__Problem requirements__
Send back the records in full, character for character.

__Exercise material__
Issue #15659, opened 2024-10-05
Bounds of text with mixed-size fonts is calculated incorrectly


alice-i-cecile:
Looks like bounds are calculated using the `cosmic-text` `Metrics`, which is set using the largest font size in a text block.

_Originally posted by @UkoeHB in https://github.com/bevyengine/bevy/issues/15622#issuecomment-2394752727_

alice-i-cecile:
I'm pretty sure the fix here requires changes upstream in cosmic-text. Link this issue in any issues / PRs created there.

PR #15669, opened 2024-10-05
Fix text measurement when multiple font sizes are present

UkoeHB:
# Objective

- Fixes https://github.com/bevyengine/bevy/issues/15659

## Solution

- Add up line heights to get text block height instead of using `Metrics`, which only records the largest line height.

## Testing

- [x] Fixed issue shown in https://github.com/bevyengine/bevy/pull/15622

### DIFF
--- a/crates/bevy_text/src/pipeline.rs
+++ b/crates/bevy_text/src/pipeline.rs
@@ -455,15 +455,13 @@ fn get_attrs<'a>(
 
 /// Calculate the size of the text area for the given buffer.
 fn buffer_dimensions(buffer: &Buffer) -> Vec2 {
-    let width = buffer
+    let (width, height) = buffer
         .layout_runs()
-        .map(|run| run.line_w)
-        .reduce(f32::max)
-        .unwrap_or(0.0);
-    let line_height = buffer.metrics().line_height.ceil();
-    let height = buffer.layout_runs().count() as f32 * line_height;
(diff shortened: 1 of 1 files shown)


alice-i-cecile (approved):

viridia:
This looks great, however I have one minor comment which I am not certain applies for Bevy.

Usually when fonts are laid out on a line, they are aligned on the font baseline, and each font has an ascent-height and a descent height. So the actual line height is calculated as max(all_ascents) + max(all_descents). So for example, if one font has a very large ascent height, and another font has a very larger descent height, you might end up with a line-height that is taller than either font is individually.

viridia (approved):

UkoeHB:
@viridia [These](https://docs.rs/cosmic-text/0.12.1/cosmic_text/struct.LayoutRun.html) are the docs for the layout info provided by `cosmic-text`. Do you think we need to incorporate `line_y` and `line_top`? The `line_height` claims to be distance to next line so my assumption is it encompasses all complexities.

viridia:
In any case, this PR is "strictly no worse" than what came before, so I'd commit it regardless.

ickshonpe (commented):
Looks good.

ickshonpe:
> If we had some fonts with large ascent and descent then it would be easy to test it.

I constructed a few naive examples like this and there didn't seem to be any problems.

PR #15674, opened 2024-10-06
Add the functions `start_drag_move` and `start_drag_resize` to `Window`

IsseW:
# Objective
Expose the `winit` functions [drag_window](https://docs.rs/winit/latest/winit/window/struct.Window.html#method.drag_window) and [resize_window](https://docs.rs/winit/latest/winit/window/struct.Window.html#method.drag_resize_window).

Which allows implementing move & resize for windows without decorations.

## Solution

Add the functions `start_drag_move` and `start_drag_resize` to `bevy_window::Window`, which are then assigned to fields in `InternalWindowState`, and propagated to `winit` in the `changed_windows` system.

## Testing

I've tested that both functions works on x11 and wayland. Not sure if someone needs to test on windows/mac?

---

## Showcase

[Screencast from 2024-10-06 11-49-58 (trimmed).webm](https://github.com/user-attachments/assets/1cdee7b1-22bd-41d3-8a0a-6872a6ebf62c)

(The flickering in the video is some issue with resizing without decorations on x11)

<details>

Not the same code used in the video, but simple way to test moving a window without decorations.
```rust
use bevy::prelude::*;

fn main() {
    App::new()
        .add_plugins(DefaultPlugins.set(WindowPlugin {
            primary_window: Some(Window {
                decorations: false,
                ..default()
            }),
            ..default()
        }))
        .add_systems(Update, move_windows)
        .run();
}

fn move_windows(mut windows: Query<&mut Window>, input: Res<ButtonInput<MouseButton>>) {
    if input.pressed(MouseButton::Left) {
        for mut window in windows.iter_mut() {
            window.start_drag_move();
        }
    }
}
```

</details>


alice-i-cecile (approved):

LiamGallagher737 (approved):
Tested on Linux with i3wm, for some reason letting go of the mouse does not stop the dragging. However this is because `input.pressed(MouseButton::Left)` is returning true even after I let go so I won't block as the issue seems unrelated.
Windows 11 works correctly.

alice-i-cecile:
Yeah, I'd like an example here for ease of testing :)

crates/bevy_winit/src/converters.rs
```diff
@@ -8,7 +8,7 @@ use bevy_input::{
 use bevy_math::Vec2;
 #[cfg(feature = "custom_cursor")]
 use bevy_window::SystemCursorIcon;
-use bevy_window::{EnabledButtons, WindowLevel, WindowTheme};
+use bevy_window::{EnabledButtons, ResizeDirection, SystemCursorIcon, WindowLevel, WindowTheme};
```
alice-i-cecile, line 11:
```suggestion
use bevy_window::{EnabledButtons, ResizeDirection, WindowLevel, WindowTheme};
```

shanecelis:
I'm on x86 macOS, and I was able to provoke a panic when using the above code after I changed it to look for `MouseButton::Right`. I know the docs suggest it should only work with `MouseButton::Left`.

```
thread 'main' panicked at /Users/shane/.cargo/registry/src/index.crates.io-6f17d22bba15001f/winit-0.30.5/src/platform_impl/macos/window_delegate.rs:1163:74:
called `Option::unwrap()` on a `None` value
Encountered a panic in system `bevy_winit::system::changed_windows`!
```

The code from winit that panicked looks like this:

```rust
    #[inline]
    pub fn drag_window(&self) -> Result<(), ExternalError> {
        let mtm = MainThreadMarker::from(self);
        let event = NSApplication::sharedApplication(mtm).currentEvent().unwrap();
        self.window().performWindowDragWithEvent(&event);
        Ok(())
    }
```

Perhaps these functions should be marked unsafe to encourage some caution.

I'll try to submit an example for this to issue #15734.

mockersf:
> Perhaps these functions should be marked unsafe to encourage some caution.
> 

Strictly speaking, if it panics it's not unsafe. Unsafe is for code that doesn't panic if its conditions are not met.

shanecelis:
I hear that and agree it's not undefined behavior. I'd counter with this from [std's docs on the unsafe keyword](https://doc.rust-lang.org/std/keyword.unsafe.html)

__Task output__
Issue #15659, opened 2024-10-05
Bounds of text with mixed-size fonts is calculated incorrectly


alice-i-cecile:
Looks like bounds are calculated using the `cosmic-text` `Metrics`, which is set using the largest font size in a text block.

_Originally posted by @UkoeHB in https://github.com/bevyengine/bevy/issues/15622#issuecomment-2394752727_

alice-i-cecile:
I'm pretty sure the fix here requires changes upstream in cosmic-text. Link this issue in any issues / PRs created there.

PR #15669, opened 2024-10-05
Fix text measurement when multiple font sizes are present

UkoeHB:
# Objective

- Fixes https://github.com/bevyengine/bevy/issues/15659

## Solution

- Add up line heights to get text block height instead of using `Metrics`, which only records the largest line height.

## Testing

- [x] Fixed issue shown in https://github.com/bevyengine/bevy/pull/15622

### DIFF
--- a/crates/bevy_text/src/pipeline.rs
+++ b/crates/bevy_text/src/pipeline.rs
@@ -455,15 +455,13 @@ fn get_attrs<'a>(
 
 /// Calculate the size of the text area for the given buffer.
 fn buffer_dimensions(buffer: &Buffer) -> Vec2 {
-    let width = buffer
+    let (width, height) = buffer
         .layout_runs()
-        .map(|run| run.line_w)
-        .reduce(f32::max)
-        .unwrap_or(0.0);
-    let line_height = buffer.metrics().line_height.ceil();
-    let height = buffer.layout_runs().count() as f32 * line_height;
(diff shortened: 1 of 1 files shown)


alice-i-cecile (approved):

viridia:
This looks great, however I have one minor comment which I am not certain applies for Bevy.

Usually when fonts are laid out on a line, they are aligned on the font baseline, and each font has an ascent-height and a descent height. So the actual line height is calculated as max(all_ascents) + max(all_descents). So for example, if one font has a very large ascent height, and another font has a very larger descent height, you might end up with a line-height that is taller than either font is individually.

viridia (approved):

UkoeHB:
@viridia [These](https://docs.rs/cosmic-text/0.12.1/cosmic_text/struct.LayoutRun.html) are the docs for the layout info provided by `cosmic-text`. Do you think we need to incorporate `line_y` and `line_top`? The `line_height` claims to be distance to next line so my assumption is it encompasses all complexities.

viridia:
In any case, this PR is "strictly no worse" than what came before, so I'd commit it regardless.

ickshonpe (commented):
Looks good.

ickshonpe:
> If we had some fonts with large ascent and descent then it would be easy to test it.

I constructed a few naive examples like this and there didn't seem to be any problems.

PR #15674, opened 2024-10-06
Add the functions `start_drag_move` and `start_drag_resize` to `Window`

IsseW:
# Objective
Expose the `winit` functions [drag_window](https://docs.rs/winit/latest/winit/window/struct.Window.html#method.drag_window) and [resize_window](https://docs.rs/winit/latest/winit/window/struct.Window.html#method.drag_resize_window).

Which allows implementing move & resize for windows without decorations.

## Solution

Add the functions `start_drag_move` and `start_drag_resize` to `bevy_window::Window`, which are then assigned to fields in `InternalWindowState`, and propagated to `winit` in the `changed_windows` system.

## Testing

I've tested that both functions works on x11 and wayland. Not sure if someone needs to test on windows/mac?

---

## Showcase

[Screencast from 2024-10-06 11-49-58 (trimmed).webm](https://github.com/user-attachments/assets/1cdee7b1-22bd-41d3-8a0a-6872a6ebf62c)

(The flickering in the video is some issue with resizing without decorations on x11)

<details>

Not the same code used in the video, but simple way to test moving a window without decorations.
```rust
use bevy::prelude::*;

fn main() {
    App::new()
        .add_plugins(DefaultPlugins.set(WindowPlugin {
            primary_window: Some(Window {
                decorations: false,
                ..default()
            }),
            ..default()
        }))
        .add_systems(Update, move_windows)
        .run();
}

fn move_windows(mut windows: Query<&mut Window>, input: Res<ButtonInput<MouseButton>>) {
    if input.pressed(MouseButton::Left) {
        for mut window in windows.iter_mut() {
            window.start_drag_move();
        }
    }
}
```

</details>


alice-i-cecile (approved):

LiamGallagher737 (approved):
Tested on Linux with i3wm, for some reason letting go of the mouse does not stop the dragging. However this is because `input.pressed(MouseButton::Left)` is returning true even after I let go so I won't block as the issue seems unrelated.
Windows 11 works correctly.

alice-i-cecile:
Yeah, I'd like an example here for ease of testing :)

crates/bevy_winit/src/converters.rs
```diff
@@ -8,7 +8,7 @@ use bevy_input::{
 use bevy_math::Vec2;
 #[cfg(feature = "custom_cursor")]
 use bevy_window::SystemCursorIcon;
-use bevy_window::{EnabledButtons, WindowLevel, WindowTheme};
+use bevy_window::{EnabledButtons, ResizeDirection, SystemCursorIcon, WindowLevel, WindowTheme};
```
alice-i-cecile, line 11:
```suggestion
use bevy_window::{EnabledButtons, ResizeDirection, WindowLevel, WindowTheme};
```

shanecelis:
I'm on x86 macOS, and I was able to provoke a panic when using the above code after I changed it to look for `MouseButton::Right`. I know the docs suggest it should only work with `MouseButton::Left`.

```
thread 'main' panicked at /Users/shane/.cargo/registry/src/index.crates.io-6f17d22bba15001f/winit-0.30.5/src/platform_impl/macos/window_delegate.rs:1163:74:
called `Option::unwrap()` on a `None` value
Encountered a panic in system `bevy_winit::system::changed_windows`!
```

The code from winit that panicked looks like this:

```rust
    #[inline]
    pub fn drag_window(&self) -> Result<(), ExternalError> {
        let mtm = MainThreadMarker::from(self);
        let event = NSApplication::sharedApplication(mtm).currentEvent().unwrap();
        self.window().performWindowDragWithEvent(&event);
        Ok(())
    }
```

Perhaps these functions should be marked unsafe to encourage some caution.

I'll try to submit an example for this to issue #15734.

mockersf:
> Perhaps these functions should be marked unsafe to encourage some caution.
> 

Strictly speaking, if it panics it's not unsafe. Unsafe is for code that doesn't panic if its conditions are not met.

shanecelis:
I hear that and agree it's not undefined behavior. I'd counter with this from [std's docs on the unsafe keyword](https://doc.rust-lang.org/std/keyword.unsafe.html)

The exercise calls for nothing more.